Miracle of Virginia
"A Miracle of Virgina - The School for Statesmen" Ben Franklin Publishing (1984) Technology Contributor for publisher
I created from scratch a system to capture calligraphic font glyphs using an NTSC video camera. At the time, there were no generally available A/D converters and RAM fast enough to capture a full frame in 1/60 sec, so I took a different approach with the MATV-0816 A/D converter which could accurately sample 8-bits with a maximum 10ns skew. The architecture was a 12 bit line-counter which reset every for every horizontal line in the NTSC image to a value provided by a TI-99/4A computer. When the counter counted down to zero from the provided value, a sample was triggered and read from the MATV into the TI-99/4A at about 16,000 hZ which was achievable by writing machine language for the capture loop. I also had to detect the "short line" at the top of odd-fields in the 60 hZ field rate (30 hZ frame rate) in order to prevent a shuttering effect from swapped even and odd fields. The count-down was incremented 30 times per second by observing the vertical blanking interval, and was paused while the computer performed i/o operations to save the image data which was much larger than available memory.
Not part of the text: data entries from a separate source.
Issue #2189, opened 2024-07-01
Configure sample California State Transit agency in `dev` and `test`


thekaveman:
We've reached a point of stability in the Admin interface, and also a point where we need to be able to demo and test in-progress enrollment flows that don't necessarily have a representative agency (yet!).

All along, our designs have included a fictitious agency **CST** (or the California State Transit agency) used for mocking, spacing, etc. 

This task is about configuring the app in both `dev` and `test` with a `TransitAgency` instance and the related data for CST.

## Acceptance Criteria

Code:
- [x] #2197
- [x] #2205 
- [x] #2209 

`dev` and `test` configuration:

- [x] New groups are created in QA
- [x] New `EligibilityType` instances are created
  - [x] Older Adult: use CST success template
  - [x] CalFresh Cardholder: use CST success template
  - [x] US Veteran: use CST success template
  - [x] Agency Card: use CST Agency Card success template
- [x] New `EligibilityVerifier` instances are created
  - [x] Age claims via Login.gov
  - [x] CalFresh claims via CA Department of Social Services
  - [x] Veteran claims via VA.gov
  - [x] Eligibility server verifier (copy from MST)
- [x] A new `PaymentProcessor` instance is created
  - [x] Using `cst` sample agency Back Office credentials
- [x] A new `TransitAgency` instance is created
  - [x] `slug`: cst
  - [x] `short name`: CST
  - [x] `long name`: California State Transit
  - [x] `agency id`: cst
  - [x] `info_url`: https://www.agency-website.com
  - [x] `phone`: 1-800-555-5555
  - [x] `active`: true

thekaveman:
This is done!

https://cal-itp.slack.com/archives/C037Y3UE71P/p1720652348690329

PR #2205, opened 2024-07-09
Fix: CST templates

thekaveman:
Quick follow-up to #2197, part of #2189

I thought we could get away with reusing the `MSTCourtesyCard` class for CST's agency card, but I forgot that some of the copy comes from that form class. So this PR adds a new class for CST.

_Note that in `dev` and `test`, CST Agency Card verification will use the corresponding MST Courtesy Card verification server._

Also fixed a small translation issue on the Agency Card enrollment success for CST.


lalver1 (approved):
I tested locally and it looked good 👍

thekaveman:
Sorry, I added some quick unit tests for the new form.

lalver1 (approved):
Ah I had forgot about `test_forms.py`. Looks good!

The hardware sampling process provided a 525x4k resolution black and white 8-bit image. Post-processing of the data into vectorized glyph boundaries, using edge detection, was done on the TI-99/4A in the BASIC programming language. Special consideration learned along the way was the lighting of the background for the glyph on paper was not a constant, but a gradient which became brightest close to the light source. I wrote an algorithm which detected the gradient lighting background and used that to correct the image prior to edge detection and vectorization.
The calligraphic data set consisted of 80 Glyphs, 52 for upper and lower case, another 10 for digits, and the remaining 18 for other characters such as punctuation.
Part 2
Once the glyphs were captures and vectorized, I imported all of them into a KayPro computer running CP/M by using a custom serial protocol, implemented in machine language on both ends, between the TI-99/4A and the Kaypro. From that point, I manually added spacing and kerning hints to the data so that the glyphs could use a program named "FancyFonts" for layout of entire pages.
Each page was printed on a dot-matrix Epson RX80 printer with multiple partial pixel offset over-strike of each line (both horizontal and vertical), in order to fill all characters fully black before feeding the paper to the next line.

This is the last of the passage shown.